The European Union Medical Device Regulation (Council Regulation 2017/745 of 5 April 2017 concerning medical devices, OJ No L 117/1 of 2017-05-05) (MDR) repeals the existing directives on medical devices: Medical Devices Directive (MDD) [93/42/EEC] and Active Implantable Medical Device Directive [90/385/EEC]. The regulation was published on 26 May 2017 and comes into force on 25 May 2020. Currently approved medical devices have a transition time of three years/36 months (until 26 May 2020) to meet the new MDR requirements. The life-cycle approach is based on US FDA and International Standards to improve clinical safety and market access. Read more…..

IRB Organization

Under FDA regulations, an IRB is an appropriately constituted group that has been formally designated to review and monitor biomedical research involving human subjects. In accordance with FDA regulations, an IRB has the authority to approve, require modifications in (to secure approval), or disapprove research. This group review serves an important role in the protection of the rights and welfare of human research subjects.

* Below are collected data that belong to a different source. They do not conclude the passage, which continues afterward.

PR #1241, opened 2019-10-10
Set/pick up configured dotnet root

baronfel:
Needs to be tested still but this is the grunt work to plumb through the pluggable dotnet root from FSAC.

### DIFF
--- a/azure-pipelines.yml
+++ b/azure-pipelines.yml
@@ -2,7 +2,7 @@ name: $(Rev:r)
 jobs:
 - job: IonideFsharp
   pool:
-    vmImage: 'vs2017-win2016'
+    vmImage: 'windows-2019'
   steps:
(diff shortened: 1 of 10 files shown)


baronfel:
*sigh* and now AZDO 2019 builds don't 2.1.801 either.

Krzysztof-Cieslak:
So, it seems that right now we have `dotnetLocation` and `dotNetRoot` settings, what's the deal with it?

Krzysztof-Cieslak:
Especially that `dotnetLocation` is not declared in package.json, and it's mentioned only in the error message on FSAC startup.

Krzysztof-Cieslak:
And don't worry about experimental build - I'll remove it for now, we don't update experimental extension at the moment.

PR #1913, opened 2023-08-21
Rewrite invokeMSBuild in terms of new invokeMSBuildWithCancel

farlee2121:
### WHAT
Unify `invokeMSBuild` and `invokeMSBuildWithCancel` to call back to the same core implementation.

### WHY
Because @baronfel [pointed out](https://github.com/ionide/ionide-vscode-fsharp/pull/1874#discussion_r1299238425) that I forgot to do it in my previous PR 

### HOW
`invokeMSBuild` creates a cancellation token so it can call `invokeMSBuildWithCancel`

### DIFF
--- a/src/Components/MSBuild.fs
+++ b/src/Components/MSBuild.fs
@@ -98,64 +98,8 @@ module MSBuild =
             |> Promise.ofThenable
 
     let invokeMSBuild project target =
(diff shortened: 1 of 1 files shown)


baronfel (approved):
Thanks!

PR #1920, opened 2023-08-31
Show package names only once

dawedawe:
### <samp>🤖 Generated by Copilot at b03d263</samp>

Fixed a bug in the solution explorer that caused duplicate package references to appear. Modified `packageRefs` in `src/Components/SolutionExplorer.fs` to filter out duplicates by name.

### <samp>🤖 Generated by Copilot at b03d263</samp>

> _`packageRefs` fixed_
> _No more duplicates shown in_
> _Solution explorer_

🐛🗑️🗃️

### WHY
Because there are multiple .dll files in the FSharp.Compiler.Service package, proj-info has two entries in the PackageReferences, which is fine. But here, we only want to show the package names.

The purpose of IRB review is to assure, both in advance and by periodic review, that appropriate steps are taken to protect the rights and welfare of humans participating as subjects in the research. To accomplish this purpose, IRBs use a group process to review research protocols and related materials (e.g., informed consent documents and investigator brochures) to ensure protection of the rights and welfare of human subjects of research. The following link to US FDA Guidances contains answers to frequently asked IRB questions:

From this site, one interesting IRB procedure:

26. If an IRB disapproves a study submitted to it, and it is subsequently sent to another IRB for review, should the second IRB be told of the disapproval?

Yes. When an IRB disapproves a study, it must provide a written statement of the reasons for its decision to the investigator and the institution [21 CFR 56.109(e)]. If the study is submitted to a second IRB, a copy of this written statement should be included with the study documentation so that it can make an informed decision about the study. 21 CFR 56.109(a) requires an IRB to “… review … all research activities [emphasis added] ….” The FDA regulations do not prohibit submission of a study to another IRB following disapproval. However, all pertinent information about the study should be provided to the second IRB.